Aretha e os adultos
ARETHA E OS ADULTOS
Miguel Carqueija
Era uma bela residência, de paredes cor-de-rosa e um bem cuidado jardim. Aretha havia telefonado e obtido o endereço, e arrastara um colega junto, embora fosse perfeitamente capaz de levar o beagle sozinha.
— Acho que o Bud sabe que estamos levando ele para casa. Veja, Leandro, que gracinha.
— É, ele está ficando mais alegre — respondeu o garoto, coçando o nariz.
— É claro que está! Ele sabe que voltou para casa!
Leandro tocou a campainha, já que Aretha estava com as mãos ocupadas. Uma mulher muito magra e idosa apareceu e o beagle começou a latir com entusiasmo.

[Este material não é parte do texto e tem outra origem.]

PR #35, opened 2025-03-08
fix grpo and add gen logprobs

samsja:


src/zeroband/training/loss.py
```diff
@@ -25,52 +26,47 @@ def grpo_loss(
...
+    """
+    Computes the GRPO loss.
+    """
+    # Get log probs from current policy
+    log_probs = F.log_softmax(logits, dim=-1)
 
-    # Policy loss
-    policy_loss = -torch.min(ratio * advantages, clipped_ratio * advantages)
+    # Extract per-token log probs for the tokens that were generated
+    per_token_logps = torch.gather(log_probs, dim=2, index=input_ids.unsqueeze(-1)).squeeze(-1)
```
Jackmin801: Would we save memory if we did `sparse_grad=True`? https://pytorch.org/docs/main/generated/torch.gather.html

src/zeroband/training/loss.py
```diff
@@ -25,52 +26,47 @@ def grpo_loss(
...
+    per_token_loss = torch.min(unclipped_loss, clipped_loss)
 
-    # Final loss (mean across batch)
-    loss = (policy_loss + beta * kl_penalty).mean()
+    # Apply mask and average
+    masked_loss = (per_token_loss * loss_mask).sum(dim=1) / loss_mask.sum(dim=1).clamp(min=1e-5)
 
-    return loss
+    # Return mean loss
+    return -masked_loss.mean()  # Negative because we want to maximize reward
```
Jackmin801: Maybe move the the negative up to the line where masked_loss is set?

src/zeroband/training/loss.py
```diff
@@ -25,52 +26,47 @@ def grpo_loss(
...
+    """
+    Computes the GRPO loss.
+    """
+    # Get log probs from current policy
+    log_probs = F.log_softmax(logits, dim=-1)
 
-    # Policy loss
-    policy_loss = -torch.min(ratio * advantages, clipped_ratio * advantages)
+    # Extract per-token log probs for the tokens that were generated
+    per_token_logps = torch.gather(log_probs, dim=2, index=input_ids.unsqueeze(-1), sparse_grad=True).squeeze(-1)
```
Jackmin801: Did you try running the training? Seems like it doesnt work because log_softmax has no sparse bwd impl

image

Jackmin801: Also, we might want to use the trl one. I think its faster. They are doing selection before the softmax whis is less flops

samsja: done

Jackmin801 (approved):
lfgtm

PR #36, opened 2025-03-09
allow to control the  async level

samsja:


src/zeroband/inference.py
```diff
@@ -267,16 +276,16 @@ def main(config: Config):
...
-            logger.info(f"Generated {total_problems} problems for step {step}")
+            logger.info(f"Generated {total_problems} problems for step {real_step}")
 
         # Compute rewards asynchronously, grouped as a dictionary.
         grouped_rewards = asyncio.run(compute_rewards_async(generated_tokens, verification_infos))
         # Compute normalized advantages per prompt.
         grouped_advantages = compute_advantages_grpo(grouped_rewards)
 
-        table = get_parquet_table(generated_tokens, grouped_advantages, grouped_rewards, step)
+        table = get_parquet_table(generated_tokens, grouped_advantages, grouped_rewards, ckpt_step)
```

— Ah, que bom, trouxeram o Bud! Oi, menino! — e ela afagou o bichinho pela grade.
Leandro pareceu fascinado pelas plantas e flores do jardim, mas Aretha não se distraiu e respondeu:
— Ele está doido para entrar!
— Entrem, vão lá na varanda que a Dona Clara está esperando para falar com vocês. Me dêem o Bud!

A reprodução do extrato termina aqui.